L’équipe de Barker a démontré que ce cycle apparent de 100 000 ans est en réalité un phénomène émergent. Les terminaisons glaciaires ne surviennent qu’avec un sous-ensemble spécifique des pics de précession – précisément ceux qui commencent (c’est-à-dire quand le paramètre de précession commence à diminuer) pendant que l’obliquité augmente. Plus spécifiquement, la fonte des glaces se produit avec le premier de ces pics « candidats » à survenir après chaque minimum d’excentricité. La Terre a donc besoin de trois clés pour que ses glaces fondent : un été très chaud, une inclinaison qui augmente et une orbite presque ronde.

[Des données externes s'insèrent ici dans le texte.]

Issue #1305, opened 2016-11-15
moviestim3, OS X 10.11.6, miniconda installation avoiding pyo error in silent movies


ofgulban:
Hi, I was having the following error when using moviestim3 in Mac Os X 10.11.6 through miniconda installation (psychopy release version 1.84.2):

```
1.2897  ERROR  No audio API found. Try installing pyo 0.6.8+, or pygame 1.8+
```

However I do not have sound in any of my movie clips so I had a look into the source code (psychopy/visual/movie3.py) and realized that all I need to do is to comment out this line:

```from psychopy import sound```

moviestim3 works fine afterwards with no errors.

I wanted to let you know about this specific case. Maybe you can handle it differently when there is no sound, like only importing the sound module if noAudio is True.

peircej:
I don't fancy pursuing this one myself but happy to take a pull request if someone else wants to do it. I'd rather get sounds to work on anaconda!

As a side issue, the reason to use anaconda used to be that it was easier to install things than python, but since python wheels have become common I think it might be easier just to use regular python. PsychoPy's installation docs show how easy it is to get everything that way now:
http://psychopy.org/installation.html#manual-install

ofgulban:
Thanks for the response. Moviestim3 works without a problem in windows and linux (with conda installation) but unfortunately in mac this was not the case. I have created a [pull request](https://github.com/psychopy/psychopy/pull/1306). It is more of a workaround for silent movies.

hoechenberger:
Is this issue closed by #1306?

ofgulban:
@hoechenberger yes, I think so.

hoechenberger:
Thanks!

PR #1306, opened 2016-11-16
moviestim3 sound module problem workaround for silent movies

ofgulban:
The related [issue is here](https://github.com/psychopy/psychopy/issues/1305).

I have changed the code to import the sound module depending on the noAudio flag. This removes the current and potentially future sound module dependency problems for movie presentations with no sound. This change does not effect the default behaviour.

### DIFF
--- a/psychopy/visual/movie3.py
+++ b/psychopy/visual/movie3.py
@@ -180,8 +180,10 @@ class MovieStim3(BaseVisualStim, ContainerMixin):
                         self._mov.audio.to_soundarray(),
                         sampleRate=self._mov.audio.fps)
                 except:
-                    # JWE added this as a patch for a moviepy oddity where the duration is inflated in the saved file
-                    # causes the audioclip to be the wrong length, so round down and it should work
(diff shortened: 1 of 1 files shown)


peircej:
Thanks Omer. I guess it was that simple. I was thinking we would need to do testing for whether *any* of the movies was going to require sound etc, but I guess the fact that importing an already-imported module is cheap means that this way works. :-)
thanks

ofgulban:
I am glad to help, thanks.

Just a minor question for my curiosity, I think it is not practical to change it now but I was wondering why the flag is named ```noAudio==false``` instead of ```audio==true```. Isn't it more intuitive to avoid double negatives? I mean when you see things like ```if not noAudio``` later in the code later it takes a little time to understand whether there will be sound or not :)

peircej:
True. I don't recall exactly what the reasoning was. I guess I was originally thinking about it as actively turning off the audio rather than merely not having audio, like the concept of 'mute'. But you're right that audio=False would have made sense.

Ces trois clés doivent être présentes ensemble.
Cette découverte établit enfin un lien causal entre les cycles de Milankovitch et le fameux « monde des 100 000 ans » qui caractérise les cycles glaciaires récents, et qui était jusqu’alors difficile à expliquer simplement par la théorie astronomique du climat.
Le calendrier climatique naturel face à l’interférence anthropique
Sur la base de ce modèle déterministe nouvellement établi, les chercheurs peuvent désormais prédire l’évolution naturelle du climat terrestre. Actuellement, l’inclinaison axiale de notre planète diminue progressivement vers son minimum, créant les conditions astronomiques propices à l’apparition d’une nouvelle ère glaciaire dans approximativement 11 000 ans. Nous serons donc en 13 025… si l’humanité est encore présente à la surface de la planète pour le voir ; il est possible que cela ne soit pas le cas.
Toutefois, cette projection ne tient pas compte du forçage radiatif colossal induit par les émissions anthropiques de gaz à effet de serre. Comme le souligne Stephen Barker : « Selon les derniers rapports du GIEC, les humains ont déjà commencé à modifier le cours du climat en s’éloignant de sa trajectoire naturelle par l’émission de gaz à effet de serre ».
Théoriquement, cette étude nous place donc devant une situation à la fois étonnante et effrayante : pour la toute première fois de l’histoire terrestre, une espèce biologique possède la capacité de perturber un cycle astronomique opérant depuis des millions d’années. Les émissions actuelles pourraient non seulement retarder, mais potentiellement annuler complètement la prochaine période glaciaire. Un trophée empoisonné qu’il serait peu sage de brandir.
- Une étude récente a identifié comment l’interaction entre l’orbite terrestre, l’inclinaison de l’axe et la précession des équinoxes déclenche et met fin aux périodes glaciaires.
- Les conditions astronomiques naturelles mèneraient la Terre vers un nouvel âge glaciaire, conformément aux cycles établis depuis des millions d’années.
- Les émissions de gaz à effet de serre pourraient perturber ou même annuler cet événement climatique, marquant une interférence inédite dans l’histoire de la planète.